Monday, March 20, 2006

first day of spring

The weather folk are excited. It is not supposed to snow until 1:00 am tonight, but all they could talk about this morning was the several inches of snow that will fall tonight and tomorrow. I assume that we will get through it.

This morning, Franklin and I inspected the garden. There is enough to see now, to lure me out of the house. Of course, I look every morning, but that is more out of habit -- the last weeks of winter, I speculate about what could be happening down below the dirt, and beneath the swelling bark of roses or shrubs.

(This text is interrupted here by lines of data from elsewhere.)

PR #503, opened 2026-07-04
fix(gateway): surface external plugin-entity faults (list, detail, freeze-frame) via fault-scope ownership

### LINKED ISSUE #502: sovd: per-entity fault list and detail are empty for external protocol-plugin entities
For entities introspected by a protocol plugin as external assets (e.g. a PLC over OPC UA), the per-entity SOVD fault routes return nothing:
- `GET /components/<id>/faults` is empty even when the entity has reported faults.
- `GET /components/<id>/faults/<code>` returns "Fault not found", and would not carry the freeze-frame even if found.

Root cause: fault ownership is resolved from an entity's FQN. An external app has no ROS binding, so its `effective_fqn()` is empty and `resolve_entity_source_fqns` yields an empty scope set. The scope filter then drops every fault the entity reported (which carry `reporting_sources = [entity_id]`), on both the plugin `list_entity_faults` path and the gateway `fault_in_source_scope` guard. So the entity is never recognised as the owner of its own faults.

### Proposal
- Ownership: an external app (no ROS binding) contributes its own entity id to its fault-scope set, so it owns faults reported under that id. ROS-bound entities keep their existing FQN behavior; the change is limited to the empty-FQN external case, in the fault-scope resolution only.
- Detail freeze-frame: for a plugin entity that owns the fault, the per-entity detail returns the fault_manager's enriched record (including the freeze-frame), consistent with the non-plugin detail path, falling back to the plugin's own provider for faults the fault_manager does not hold (e.g. on-demand DTCs).

### Acceptance
For an external plugin entity that reported a fault: `GET /components/<id>/faults` lists it, and `GET /components/<id>/faults/<code>` returns it with its freeze-frame. Cross-entity disclosure and cross-entity clear stay blocked (scope guard unchanged for bound entities). A plugin-only fault not in the fault_manager is still served by the plugin provider.

mfaferek93:
External protocol-plugin entities (e.g. a PLC over OPC UA) report faults to the fault_manager under their entity id, but the per-entity SOVD fault routes dropped them: an external app has no ROS FQN, so fault-scope resolution produced an empty ownership set and the scope filter rejected every fault the entity reported.

- Fault-scope: an external app with no ROS binding now contributes its own entity id to its scope set, so it is recognised as the owner of faults reported under that id. ROS-bound entities are unchanged; the change is confined to the empty-FQN external case in the fault-scope resolution.
- Per-entity detail: for a plugin entity that owns the fault, the detail route returns the fault_manager's environment-enriched record (including the freeze-frame), consistent with the non-plugin detail path, and falls back to the plugin's own fault provider for faults the fault_manager does not hold.
- The per-entity list now surfaces the entity's faults via the same fixed ownership.
- Scope-guard behaviour (cross-entity disclosure on GET, cross-entity clear on DELETE) is unchanged for bound entities and covered by regression tests.

Closes #502.

### DIFF
--- a/src/ros2_medkit_gateway/src/http/handlers/fault_handlers.cpp
+++ b/src/ros2_medkit_gateway/src/http/handlers/fault_handlers.cpp
@@ -797,6 +797,34 @@ FaultHandlers::clear_fault(const http::TypedRequest & req) {
         return tl::make_unexpected(
             make_error(404, ERR_RESOURCE_NOT_FOUND, "No fault provider for plugin entity '" + entity_id + "'"));
       }
+
+      // Cross-entity clear guard: the plugin clear_fault forwards the code to
+      // the fault_manager with no scope check, so without this a
+      // DELETE /{A}/faults/{code} could clear a fault owned by entity B. When
+      // the fault_manager holds this fault, require it to be in this entity's
+      // source scope before delegating; reject out-of-scope. Faults the
+      // fault_manager does not hold (plugin-internal, e.g. on-demand UDS DTCs)
+      // fall through to the plugin provider unchanged. Mirrors the ownership
+      // check in the plugin get_fault branch and the non-plugin clear path.
+      if (auto * fault_mgr = ctx_.node()->get_fault_manager(); fault_mgr != nullptr) {
+        auto mgr_result = fault_mgr->get_fault_with_env(fault_code, "");
+        if (mgr_result.success) {
+          const auto & owned_fault_json = mgr_result.data.value("fault", json::object());
+          const auto & cache = ctx_.node()->get_thread_safe_cache();
+          auto source_fqns = HandlerContext::resolve_entity_source_fqns(cache, entity_info);
+          if (!FaultHandlers::fault_in_source_scope(owned_fault_json, source_fqns)) {
+            return tl::make_unexpected(
+                make_error(404, ERR_RESOURCE_NOT_FOUND, "Fault not found",
+                           json{{"details",
+                                 "Fault is not in scope for this entity: every reporting source must be one of the "
+                                 "entity's owned apps, and a mixed-source fault that includes any out-of-entity "
+                                 "reporter is rejected to prevent cross-entity clear"},
+                                {entity_info.id_field, entity_id},
+                                {"fault_code", fault_code}}));
+          }
+        }
+      }
+
       try {
         auto result = fault_prov->clear_fault(entity_id, fault_code);
         if (!result) {
--- a/src/ros2_medkit_gateway/src/http/handlers/fault_handlers.cpp
+++ b/src/ros2_medkit_gateway/src/http/handlers/fault_handlers.cpp
@@ -655,6 +655,27 @@ http::Result<dto::FaultDetailResult> FaultHandlers::get_fault(const http::TypedR
         return tl::make_unexpected(
             make_error(404, ERR_RESOURCE_NOT_FOUND, "No fault provider for plugin entity '" + entity_id + "'"));
       }
+
+      // Prefer the fault_manager's environment-enriched record when this entity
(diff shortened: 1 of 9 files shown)


src/ros2_medkit_gateway/test/test_fault_handlers.cpp
```diff
@@ -503,6 +503,77 @@ TEST(FaultInSourceScopeTest, RootFqnEdgeCase) {
...
 }
 
+// -----------------------------------------------------------------------------
+// External protocol-plugin entity ownership: bare-id scope sets.
+//
+// An external entity (e.g. a PLC over OPC UA) has no ROS FQN, so fault-scope
+// resolution grants it a scope set of exactly {its bare id}. These pins prove
+// the guard treats a bare id like any other scope token: it owns faults
+// reported under that id, and still blocks cross-entity disclosure (GET) and
+// cross-entity clear (DELETE), which both flow through this predicate.
```
bburda, line 513: This says cross-entity clear (DELETE) flows through this predicate, but for a plugin or external entity it does not. The single-fault DELETE takes the `is_plugin` branch and delegates to the plugin `clear_fault`, which for OPC UA forwards the code to `/fault_manager/clear_fault` with no scope check. So `DELETE /apps/A/faults/{code owned by B}` clears B's fault. Either apply the same `fault_in_source_scope` guard on the plugin DELETE branch, or correct this comment so it does not claim a property the plugin path does not enforce.

bburda (commented):
Additional notes outside the inline comment:

- The get_fault enriched-vs-fallback branch (the main change) has no end-to-end handler test. The four pieces are unit-tested, but nothing builds a node and calls `get_fault`, so the security selection is unpinned: an entity that does NOT own a fault code must fall through to the plugin provider (404), not return another entity's enriched freeze-frame record. If the new scope check is later changed, a cross-entity read leak would not be caught.
- The per-entity list and single-fault clear routes for an external entity are only covered at the resolver unit level, not end to end. The empty-list bug this PR fixes has no regression test on its own route.

src/ros2_medkit_gateway/src/http/handlers/fault_handlers.cpp
```diff
@@ -655,6 +655,27 @@ http::Result<dto::FaultDetailResult> FaultHandlers::get_fault(const http::TypedR
         return tl::make_unexpected(
             make_error(404, ERR_RESOURCE_NOT_FOUND, "No fault provider for plugin entity '" + entity_id + "'"));
       }
+
```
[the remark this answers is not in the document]
mfaferek93: Fixed in 0146cf18: hoisted the empty/length guard (fault_code.empty() || length > 256) ahead of the plugin branch in get_fault (and clear_fault for symmetry), so the plugin path rejects invalid/oversized codes before hitting get_fault_with_env or the plugin FaultProvider, matching the non-plugin path. The old post-branch check is removed (no duplication).

src/ros2_medkit_gateway/test/test_fault_handlers.cpp
mfaferek93: Fixed in eda690ae. The plugin single-fault DELETE branch now applies the same source-scope guard as the non-plugin path and the plugin get_fault branch: get_fault_with_env + fault_in_source_scope before delegating, rejecting out-of-scope fault_manager faults with 404; plugin-internal faults the fault_manager does not hold fall through unchanged. So DELETE /apps/A/faults/{code owned by B} now returns 404 instead of clearing B, and the property this comment describes holds for the plugin path too. The predicate cross-entity/mixed-source cases are covered by BareEntityIdScopeRejectsOtherEntityFault and RejectsMixedSourceFault.

bburda (approved):
LGTM! +1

The sedum has been up for some time, impatient I think, given that its flowers won't bloom until autumn. The ornamental alium is always up early, as are muscari or grape hyacinth. The day lilies have been up three inches or so for some time. Daffodils are up to about six to eight inches, and today there are a few buds beginning to open. The surviving tulips (always an apt description for those returning in Indiana, where the heavy moisture in the soil with waves of flooding, thawing, and freezing does hard things to them)are all starting to wave above the soil. The chives (another alium member) are about two to three inches.

In the townlet, some forsythia are blooming, and in one of my more modest plants put in a too shady spot, I've got a few yellow snippets opening. The other forsythia, wild and willowy, are almost there, and I anticipate their presence. There are a small clumps of croci at the base of my sweetgum, a perfect place for them since the voles can't get to them there, and the squirrels seem to ignore them -- these tiny purple and yellow blooms are worthy even if not in patches significant enough to disturb the overall lack of major color in the garden.

A few weeds are showing up, and now is the perfect time (barring a blizzard, which is what one thinks is about to happen based on the weather folk on tv)to weed. Soft ground, not much activity, easy to spot.